DATA SUPPLIED |
Issue #3890, opened 2024-12-31
`mise` fails to install `kubectl` on Windows from Aqua registry


jdx:
### Discussed in https://github.com/jdx/mise/discussions/3885

<div type='discussions-op-text'>

<sup>Originally posted by **dangmai** December 30, 2024</sup>
Using this `mise.toml`:

```toml
[tools]
kubectl = '1.32.0'
```

`mise` will fail to install `kubectl` on Windows with the following message:

```
mise ERROR failed to install aqua:kubernetes/kubectl@1.32.0
mise ERROR HTTP status client error (404 Not Found) for url (https://cdn.dl.k8s.io/1.32.0/bin/windows/amd64/kubectl)        tl)                                                                                                                4/kubectl)   
mise ERROR HTTP status client error (404 Not Found) for url (https://cdn.dl.k8s.io/release/v1.32.0/bin/windows/amd6d64/kubectl)
mise ERROR Run with --verbose or MISE_VERBOSE=1 for more information
```

This is because `aqua` automatically adds the `.exe` extension on Windows platform, while `mise` does not. There was a PR on Aqua's repository to make the `.exe` extension explicit in the URL, but the maintainer has closed it: https://github.com/aquaproj/aqua-registry/pull/30398 (with a follow up note for `mise` users [here](https://github.com/aquaproj/aqua-registry/issues/30430)).

I think `mise` logic should follow `aqua` logic when determining the URL to use while downloading dependencies.</div>

jdx:
it'll be awhile until I get back home where my windows laptop is to be able to do this.

I believe the logic would need to be added somewhere around here though: https://github.com/jdx/mise/blob/cc88dca50e8e0dac94dbb83d0ce1ebcfc38a1ec4/src/backend/aqua.rs#L203

roele:
I think the `.exe` has probably to be added around here

https://github.com/jdx/mise/blob/5ca603583166cc23543a0c4dce7727b308f663f5/src/backend/aqua.rs#L535

PR #4024, opened 2025-01-09
fix: mise fails to install kubectl on windows from aqua registry

roele:
Another follow up for #3890

It seems for `http` package types with a `raw` format we might need to add the `.exe` extension in some cases (e.g kubernetes/kubectl). Correct approach would be to fix the registry and provide an override for the windows OS with proper url but since aqua has fixed this in code we might have to follow this approach i assume.

TODO: needs to be tested on a Windows machine


jdx:
I tested on my windows machine and it works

THE TASK | Work through the records line by line and tally those holding "fails". Reply with the number alone.

YOUR SOLUTION | 2